Degenerasi makula biasanya terjadi pada orang tua ketika retina rusak. Itu muncul dalam dua bentuk: basah dan kering. Degenerasi makula memengaruhi bagian makula retina – yang mengontrol dan merinci penglihatan sentral Anda. Bentuk kering memungkinkan puing-puing seluler, yang disebut drusen, menumpuk di antara retina dan koroid – memungkinkan retina terlepas. Dalam versi basah, retina juga bisa terlepas tetapi pembuluh darah tumbuh dari koroid di belakang retina sehingga menjadi lebih parah. Sering kali, dapat diobati dengan koagulasi laser dan, dalam hubungannya dengan obat-obatan, kadang-kadang dapat membalikkan pertumbuhan pembuluh darah.

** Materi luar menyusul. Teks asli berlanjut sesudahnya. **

Issue #1046, opened 2017-05-16
[XF]When calling DeepLink from Navigation Stack, the second page becomes Modal navigation


nuitsjp:
### Package info

- Platform: Xamarin
- Prism version: 6.3.0
- Xamarin version (if applicable): any
- Windows 10 SDK version (if applicable): any
- Other version info:

### Repro steps
Please look at this code.
```cs
navigationService.NavigationAsync("NavigationPage/ContentPageA");
navigationService.NavigationAsync("ContentPageB/ContentPageC");
```
At this time, ContentPageB becomes Hierarchical Navigation.
However, ContentPageC becomes Modal Navigation.

brianlagunas:
This is dependent on the following Xamarin.Forms bug being fixed:

https://bugzilla.xamarin.com/show_bug.cgi?id=56593

brianlagunas:
For now the work around is to set the useModalNavigation = false.

beylkhanovdamir:
the same problem in deep linking for me now

brianlagunas:
Fixed!

PR #1053, opened 2017-05-17
Fix Navigation Mode when DeepLink from NavigationPage.

nuitsjp:

Fixes issue #1046 .

In the next case, fixed to set true for useModalNavigation.
- Navigation from child page of NavigationPage
- useModalNavigation is null

### DIFF
--- a/Source/PrismLibrary_XF.sln
+++ b/Source/PrismLibrary_XF.sln
@@ -1,7 +1,7 @@
 ﻿
 Microsoft Visual Studio Solution File, Format Version 12.00
-# Visual Studio 14
-VisualStudioVersion = 14.0.25420.1
+# Visual Studio 15
+VisualStudioVersion = 15.0.26403.7
 MinimumVisualStudioVersion = 10.0.40219.1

Bagi banyak orang lanjut usia, semuanya bisa berubah dalam satu hari ketika tiba-tiba mata seseorang mulai kabur dan mereka tiba-tiba tidak bisa melihat definisi objek sebaik dulu. Seperti yang dikatakan seorang cucu perempuan, “Pada saat dia mengeluh kepada kami bahwa nenek kami telah lolos dari kebutuhan akan kacamata resep selama ini, dia mengira dia bisa membuat perubahan kecil dan mulai terlihat seperti orang lain seusianya dan berinvestasi dalam sepasang. bingkai kacamata. Hanya setelah kunjungan ke dokter matanya, kebenaran yang menyakitkan

klinik mata jakarta ditemukan bahwa kondisi ini akan terus memburuk dari waktu ke waktu sampai nenek saya akhirnya tidak dapat melihat sama sekali. Menariknya,

Dalam kebanyakan kasus, orang “berkembang” dari tidak pernah merasakan bingkai kacamata di wajah mereka, menjadi tiba-tiba memakai lensa resep dalam meningkatkan kekuatan dalam waktu singkat. Degenerasi diperlambat oleh pengobatan tertentu (yang dibangun di sekitar kebutuhan dan situasi tertentu dari setiap pasien) yang tidak

dapat menyembuhkan, melainkan menahan efek negatif selama mungkin. Ketika penglihatan mereka memburuk, penderita membutuhkan lebih banyak alat bantu optik seperti kaca pembesar, lampu yang lebih terang, dan cetakan yang lebih besar. Seringkali mereka membutuhkan semua hal di atas ditambah kacamata resep mereka. Namun,

pada akhirnya, tidak ada yang akan membantu dan, seperti dalam kasus banyak nenek dan kakek, penderita dibiarkan mendengarkan kaset audio dan memutar-mutar jari mereka hampir sepanjang hari karena mereka tidak bisa melihat. Namun, perhatikan bahwa degenerasi makula sebenarnya tidak menyebabkan kebutaan. Ini menyebabkan hilangnya penglihatan yang jelas. Kebutaan total hanya terjadi jika ada komplikasi lain dan kondisi mata yang terlibat.